Abdelmalek Sellal vient d’être reconduit comme premier ministre : statut quo ou changement ? Les véritables enjeux commençant maintenant après l’élection présidentielle, l’Algérie devant faire face aux véritables problèmes dont la résolution impliquera avec l’amenuisement des recettes d’hydrocarbures de profonds ajustements politiques, économiques et sociaux.

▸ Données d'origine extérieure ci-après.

PR #1173, opened 2025-06-19
Parallel DISTINCT plan of multi-stage.

avamingli:
Postgres UPSTREAM does not support parallel DISTINCT processing since DISTINCT across multiple workers cannot be guaranteed. In MPP databases, however, we can utilize Motion to redistribute tuples across multiple workers within a parallel query.

For a DISTINCT query like:
```sql
select distinct a from t_distinct_0;
```
we can create a parallel plan based on the underlying node's Parallel Scan on the table. The tuples are distributed randomly after the Parallel Scan, even when the distribution key matches the target expression.

The pre-distinct node uses Streaming HashAggregate or HashAggregate to deduplicate some tuples in parallel, which are then redistributed according to the DISTINCT expressions. Finally, a second-stage process handles the DISTINCT operation.
```sql
                         QUERY PLAN
------------------------------------------------------------
 Gather Motion 6:1  (slice1; segments: 6)
   ->  HashAggregate
         Group Key: a
         ->  Redistribute Motion 6:6  (slice2; segments: 6)
               Hash Key: a
               Hash Module: 3
               ->  Streaming HashAggregate
                     Group Key: a
                     ->  Parallel Seq Scan on t_distinct_0
 Optimizer: Postgres query optimizer
(10 rows)
```
Parallel Group Aggregation is also supported:
```sql
explain(costs off)
select distinct a, b from t_distinct_0;
                        QUERY PLAN
-----------------------------------------------------------
 GroupAggregate
   Group Key: a, b
   ->  Gather Motion 6:1  (slice1; segments: 6)
         Merge Key: a, b
         ->  GroupAggregate
               Group Key: a, b
               ->  Sort
                     Sort Key: a, b
                     ->  Parallel Seq Scan on t_distinct_0
 Optimizer: Postgres query optimizer
(10 rows)
```

## performance

For DISTINCT, the performance in parallel processing is closely tied to the tuples among each worker process, particularly in the case of streaming hash aggregates. 
Overall, the test cases indicate that a parallel execution plan with two workers achieves nearly half the runtime of a non-parallel plan.

The parallel plans(hashagg, streaming-hashagg, hashagg-groupagg) have 2 workers.

DISTINCT | 1 | 2 | 3 | avg
-- | -- | -- | -- | --
non-parallel | 8207.833 | 8416.01 | 8163.197 | 8262.346667
hashagg | 4550.331 | 4558.036 | 4219.485 | 4442.617333
[...]

PR #1178, opened 2025-06-20
perf: Improve hash agg performance in large-scale data situations

gongxun0928:
During the TPC-DS tests, we observed an issue where CloudberryDB (CBDB) performed worse than Greenplum (GPDB) when the query plan generated a multi-stage aggregation (e.g., TPC-DS query 04). The phenomenon showed that the deduplication effect of CBDB’s **Streaming Partial HashAggregate** was significantly worse. As a result, the **Finalize HashAggregate** operator in CBDB processed significantly more data compared to GPDB under the same dataset.

```
Example plan from CBDB:
Gather Motion 32:1  (slice1; segments: 32)  (cost=0.00..19988.81 rows=1800000 width=76)
      ->  Finalize HashAggregate  (cost=0.00..19663.99 rows=56250 width=81)
            Group Key: customer_gp.c_customer_id, customer_gp.c_first_name,
                  customer_gp.c_last_name, customer_gp.c_preferred_cust_flag,
                  customer_gp.c_birth_country, customer_gp.c_login,
                  customer_gp.c_email_address, date_dim_gp.d_year
            ->  Redistribute Motion 32:32  (slice2; segments: 32)  (cost=0.00..19603.35 rows=56250 width=81)
                  Hash Key: customer_gp.c_customer_id, customer_gp.c_first_name, customer_gp.c_last_name,
                        customer_gp.c_preferred_cust_flag, customer_gp.c_birth_country, customer_gp.c_login,
                        customer_gp.c_email_address, date_dim_gp.d_year
                  ->  Streaming Partial HashAggregate  (cost=0.00..19589.09 rows=56250 width=81)
                        Group Key: customer_gp.c_customer_id, customer_gp.c_first_name, customer_gp.c_last_name,
                              customer_gp.c_preferred_cust_flag, customer_gp.c_birth_country, customer_gp.c_login,
                              customer_gp.c_email_address, date_dim_gp.d_year
                        ->  Hash Join  (cost=0.00..12346.24 rows=6935137 width=95)
                              Hash Cond: (store_sales_gp.ss_customer_sk = customer_gp.c_customer_sk)
                              ...
                              ...
```
Upon further investigation, we found that the **`NumericAggState`** structure in CloudberryDB contained two additional fields compared to Greenplum:
```c
int64 pInfcount; /* count of +Inf values */
int64 nInfcount; /* count of -Inf values */
```
These fields were introduced in PostgreSQL 14 to support +/- Inf values for numeric types. Consequently, the size of the NumericAggState structure increased from 128 bytes to 144 bytes.

In the Streaming Partial HashAggregate, a NumericAggState structure is created for each grouping key to track statistics for numeric types. This results in CBDB allocating 16 more bytes per grouping key compared to GPDB. This additional memory allocation contributes to the observed performance difference.

To address this issue, we need to adjust the aggstate->hash_mem_limit Inspired by PostgreSQL’s handling of hash_mem_limit, we introduce a scaling factor called hash_mem_multiplier. Following the changes made in PostgreSQL 15, we should set the default value of hash_mem_multiplier  to 2.0 to ensure better memory utilization during hash-based aggregation operations. In actual TPC-DS tests, we found that under most of the same  statement_mem conditions, when hash_mem_multiplier=1.5 is set, the  performance of greenplum and cloudberrydb is similar.

https://www.postgresql.org/message-id/flat/CAH2-Wzndc_ROk6CY-bC6p9O53q974Y0Ey4WX8jcPbuTZYM4Q3A%40mail.gmail.com

Fixes #ISSUE_Number

### Type of Change
- [ ] Documentation update

### Test Plan

### Impact

**Performance:**

**User-facing changes:**

**Dependencies:**

### Checklist

### CI Skip Instructions

---

### DIFF
--- a/src/backend/executor/nodeAgg.c
+++ b/src/backend/executor/nodeAgg.c
@@ -268,6 +268,7 @@
 #include "utils/dynahash.h"
 #include "utils/expandeddatum.h"
 #include "utils/faultinjector.h"
+#include "utils/guc.h"
 #include "utils/logtape.h"
 #include "utils/lsyscache.h"
 #include "utils/memutils.h"
@@ -1870,6 +1871,8 @@ hash_agg_set_limits(AggState *aggstate, double hashentrysize, double input_group
 			strict_memlimit = operator_mem;
 	}
 
+	strict_memlimit = strict_memlimit * hash_mem_multiplier;
+
 	/* if not expected to spill, use all of work_mem */
 	if (input_groups * hashentrysize < strict_memlimit * 1024L)
 	{
@@ -2092,6 +2095,26 @@ hash_agg_update_metrics(AggState *aggstate, bool from_tape, int npartitions)
 			}
 		}
 	}
+
+#ifdef USE_ASSERT_CHECKING
+	if (unlikely(DEBUG1 >= log_min_messages) && aggstate->streaming)
+	{
+		for (int setno = 0; setno < aggstate->num_hashes; setno++)
+		{
+			AggStatePerHash perhash = &aggstate->perhash[setno];
+			if (perhash->chain_count > 0)
+			{
+				elog(DEBUG1, "hash_agg_update_metrics streaming: setno=%d, chain_length_total=%.1f, chain_length_max=%d, bucket_used=%lu, bucket_total=%lu, num_expansions=%u",
+					 setno,
+					 (double)perhash->chain_length_total / perhash->chain_count,
+					 perhash->chain_length_max,
+					 perhash->bucket_used,
+					 perhash->bucket_total,
+					 perhash->num_expansions);
+			}
+		}
+	}
+#endif
 }
 
 /*
@@ -2147,6 +2170,8 @@ hash_choose_num_partitions(AggState *aggstate, double input_groups, double hashe
 		if (operator_mem < strict_memlimit)
 			strict_memlimit = operator_mem;
 	}
+
+	strict_memlimit = strict_memlimit * hash_mem_multiplier;
 
 	/*
 	 * Avoid creating so many partitions that the memory requirements of the
@@ -2276,7 +2301,7 @@ lookup_hash_entries(AggState *aggstate)
 				initialize_hash_entry(aggstate, hashtable, entry);
 			pergroup[setno] = entry->additional;
 		}
-		else
+		else if (!aggstate->streaming)
 		{
 			HashAggSpill *spill = &aggstate->hash_spills[setno];
 			TupleTableSlot *slot = aggstate->tmpcontext->ecxt_outertuple;
--- a/src/test/singlenode_regress/expected/groupingsets.out
+++ b/src/test/singlenode_regress/expected/groupingsets.out
@@ -2069,14 +2069,13 @@ select g100, g10, sum(g::numeric), count(*), max(g::text)
 from gs_data_1 group by cube (g1000, g100,g10);
              QUERY PLAN              
 -------------------------------------
- GroupAggregate
+ MixedAggregate
+   Hash Key: g100
+   Hash Key: g100, g10
    Group Key: g1000, g100, g10
    Group Key: g1000, g100
    Group Key: g1000
    Group Key: ()
-   Sort Key: g100, g10
-     Group Key: g100, g10
-     Group Key: g100
    Sort Key: g10, g1000
      Group Key: g10, g1000
      Group Key: g10
@@ -2084,7 +2083,7 @@ from gs_data_1 group by cube (g1000, g100,g10);
          Sort Key: g1000, g100, g10
          ->  Seq Scan on gs_data_1
  Optimizer: Postgres query optimizer
-(15 rows)
+(14 rows)
 
 create table gs_hash_1 as
 select g100, g10, sum(g::numeric), count(*), max(g::text)
--- a/contrib/pax_storage/src/test/regress/expected/groupingsets.out
+++ b/contrib/pax_storage/src/test/regress/expected/groupingsets.out
@@ -1784,6 +1784,7 @@ select array(select row(v.a,s1.*) from (select two,four, count(*) from onek grou
 (2 rows)
 
 -- test the knapsack
+set hash_mem_multiplier = 1;
 set enable_indexscan = false;
 set work_mem = '64kB';
 explain (costs off)
@@ -1863,6 +1864,7 @@ explain (costs off)
  Optimizer: Postgres query optimizer
 (15 rows)
 
+reset hash_mem_multiplier;
 -- check collation-sensitive matching between grouping expressions
 -- (similar to a check for aggregates, but there are additional code
 -- paths for GROUPING, so check again here)
--- a/contrib/pax_storage/src/test/regress/expected/groupingsets_optimizer.out
+++ b/contrib/pax_storage/src/test/regress/expected/groupingsets_optimizer.out
@@ -1847,6 +1847,7 @@ select array(select row(v.a,s1.*) from (select two,four, count(*) from onek grou
 (2 rows)
 
 -- test the knapsack
+set hash_mem_multiplier = 1;
 set enable_indexscan = false;
 set work_mem = '64kB';
 explain (costs off)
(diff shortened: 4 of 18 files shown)


avamingli:
> The phenomenon showed that the deduplication effect of CBDB’s **Streaming Partial HashAggregate** was significantly worse. As a result, the **Finalize HashAggregate** operator in CBDB processed significantly more data compared to GPDB under the same dataset

Thank you for your insights!

The Streaming HashAggregate does not spill; it sends out tuples once the hash table is full. Its performance is closely linked to the distinct property of the data from subnodes within the in-memory hash range. However, evaluating this distinct property can be challenging.

While HashAggregate may require more space and disk I/O, it can deduplicate more tuples. Conversely, Streaming HashAggregate might incur higher network I/O, deduplicating fewer tuples but potentially speeding up slice execution upon the motion node. Ultimately, the effectiveness of either approach depends on factors like network, disk performance, and, crucially, the distinct property of subnode data, especially given the in-memory limit of the hash table.

I encountered a similar observation in #1173, where we discussed adding a GUC to control Streaming HashAggregate. This allows users to tailor the approach to their specific environments, which could be beneficial, especially in ORCA.

Anyway, your work looks great!

src/backend/executor/nodeAgg.c
```diff
@@ -2092,6 +2095,25 @@ hash_agg_update_metrics(AggState *aggstate, bool from_tape, int npartitions)
...
+				 setno, 
+				 (double)perhash->chain_length_total / perhash->chain_count,
+				 perhash->chain_length_max,
+				 perhash->bucket_used,
+					perhash->bucket_total,
+					perhash->num_expansions);
+			}
+		}
+	}
+
```
avamingli: 1. codes indent
2. Is it advisable to log messages in the executor? Could this introduce overhead during execution?

src/backend/executor/nodeAgg.c
```diff
@@ -2276,7 +2300,7 @@ lookup_hash_entries(AggState *aggstate)
 				initialize_hash_entry(aggstate, hashtable, entry);
 			pergroup[setno] = entry->additional;
 		}
-		else
+		else if (!aggstate->streaming)
```
avamingli, line 2304: Not sure, could we get here if using streaming  hashagg?

jianlirong:
Actually, I was thinking, in CBDB's Streaming Partial HashAggregate, is it really necessary for the following two fields to be int64? Maybe int32 is enough.

```
int64 pInfcount; /* count of +Inf values */
int64 nInfcount; /* count of -Inf values */
```

gongxun0928:
> Actually, I was thinking, in CBDB's Streaming Partial HashAggregate, is it really necessary for the following two fields to be int64? Maybe int32 is enough.
> 
> ```
> int64 pInfcount; /* count of +Inf values */
> int64 nInfcount; /* count of -Inf values */
> ```

Except for some special cases, it should be very rare for the sum of +Inf/-Inf values in an aggregate to exceed 2^32-1. If we do not consider compatibility with such special case, we could change the type from int64 to int32. Combined with a field reordering like the example below, the struct size can be reduced from 144 bytes to 128 bytes. This would keep the memory usage for numeric aggregation in line with Greenplum, while also improving hash aggregation efficiency.

origin: 144bytes
```
typedef struct NumericAggState
{
	bool		calcSumX2;		/* if true, calculate sumX2 */
	MemoryContext agg_context;	/* context we're calculating in */
	int64		N;				/* count of processed numbers */
	NumericSumAccum sumX;		/* sum of processed numbers */
	NumericSumAccum sumX2;		/* sum of squares of processed numbers */
	int			maxScale;		/* maximum scale seen so far */
	int64		maxScaleCount;	/* number of values seen with maximum scale */
	/* These counts are *not* included in N!  Use NA_TOTAL_COUNT() as needed */
	int64		NaNcount;		/* count of NaN values */
	int64		pInfcount;		/* count of +Inf values */
	int64		nInfcount;		/* count of -Inf values */
} NumericAggState;
```

reordering: 128bytes
```
typedef struct NumericAggState
{
	bool		calcSumX2;		/* if true, calculate sumX2 */
	int32		maxScale;		/* maximum scale seen so far */
	int64		maxScaleCount;	/* number of values seen with maximum scale */
	MemoryContext agg_context;	/* context we're calculating in */
	int64		N;				/* count of processed numbers */
	NumericSumAccum sumX;		/* sum of processed numbers */
	NumericSumAccum sumX2;		/* sum of squares of processed numbers */
	int64		NaNcount;		/* count of NaN values */
	int32		pInfcount;		/* count of +Inf values */
	int32		nInfcount;		/* count of -Inf values */
} NumericAggState;
```
I'll try to give a performance comparison of this change by next Monday. Then we'll decide how to proceed.

jianlirong:
What I want to express is that for Streaming Partial HashAggregate, the data structure NumericAggState for the intermediate state in the first stage aggregation doesn't need to be the same as the state data structure for the final stage aggregation. For the final stage aggregation's state data structure, it should indeed maintain consistency with PG, and the two fields mentioned above could indeed exceed the maximum value of int32. However, for Streaming Partial HashAggregate, we can do some special handling: when the above two fields reach the maximum value of int32, we can stream out the results of the Partial HashAggregate, and then reconstruct a new Partial HashAggregate result starting from zero. Considering that int32 should be very large, even in extreme cases where the number of tuples is very high, the overall execution performance won't actually decline, because in such cases, the cost that NumericAggState brings to motion is almost negligible compared to scanning and performing aggregation operations on more than 2^32 - 1 tuples.

jianlirong:
In other words, for the intermediate state data structure NumericAggState in the first stage aggregation, all the int64 fields inside can actually be changed to int32, not just only the above two.

gongxun0928:
> In other words, for the intermediate state data structure NumericAggState in the first stage aggregation, all the int64 fields inside can actually be changed to int32, not just only the above two.

This approach is challenging. For instance, both the Finalize HashAggregate and Partial HashAggregate phases rely on the same workflow—advance_aggregates → xxx → do_numeric_accum—to perform numeric accumulation and update the aggregate state. If we were to use different NumericAggState structures for different phases, we would need to refactor a large number of numeric-related functions to support a more compact state data structure.
Additionally, in finalize_aggregates, we would need to select different serialization functions depending on the type of aggsplit. 
All of these changes would result in significant differences between our codebase and upstream PostgreSQL, making future version upgrades more difficult to manage.

gongxun0928:
I took a look at the latest PostgreSQL code (PostgreSQL 18 beta). Although pInfcount and nInfcount in NumericAggState are defined as int64, they are actually used as boolean flags in practice. I'm considering starting a discussion upstream to propose changing these two fields to bool in order to reduce the memory footprint of the NumericAggState struct. If there is consensus, I’d like to drive this change upstream.

update：
The only scenario where we actually need to increment or decrement the count of infinities is during sliding window aggregation, where we need to reuse previous statistics. However, even in this case, the values of pInfcount and nInfcount will never exceed 2^32-1, so using a 32-bit integer should be sufficient.


finally:
In order to maintain compatibility with upstream, I finally chose to adjust the value of the hash_mem_multiplier variable

src/backend/executor/nodeAgg.c
gongxun0928: yeah. All Hash Agg Node have a calling path like this: 
ExecAgg->agg_fill_hash_table->lookup_hash_entries

src/test/singlenode_regress/expected/groupingsets.out
```diff
@@ -2069,22 +2069,21 @@ select g100, g10, sum(g::numeric), count(*), max(g::text)
 from gs_data_1 group by cube (g1000, g100,g10);
              QUERY PLAN              
 -------------------------------------
- GroupAggregate
```
jiaqizho, line 2072: i still not get, why `hash_mem_multiplier` effect the planner? i don't see the relative logical in planner which used  `hash_mem_multiplier`.

gongxun0928: used by get_hash_memory_limit(); 
In consider_groupingsets_paths, when the value of get_hash_memory_limit() increases, an AGG_MIXED processing path may be generated
https://github.com/apache/cloudberry/blob/4b9657f357c24a18023e47c23a2be029e4139106/src/backend/optimizer/plan/planner.c#L4651-L4663

jiaqizho (approved):
LGTM

avamingli (approved):

gfphoenix78 (approved):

Verra-t-on une année blanche en 2014, se concentrant uniquement sur la révision constitutionnelle  et  distribuer la rente pour apaiser transitoirement le front social  avec une reconduction  de la majorité  des ministres  dont bon nombre ont prouvé leurs manques  de visions stratégiques  et d’autres impliqués directement ou indirectement dans des affaires de corruption  et ce, afin de gérer  les affaires courantes ? Ou   assistera-on à un profond réaménagement privilégiant l’avenir de l’Algérie et non les appétits partisans,  afin  de résoudre les problèmes fondamentaux  interdépendants au nombre de dix huit (18)  qui engagent l’avenir  tant de la société que de l’économie algérienne entre 2014/2020 ?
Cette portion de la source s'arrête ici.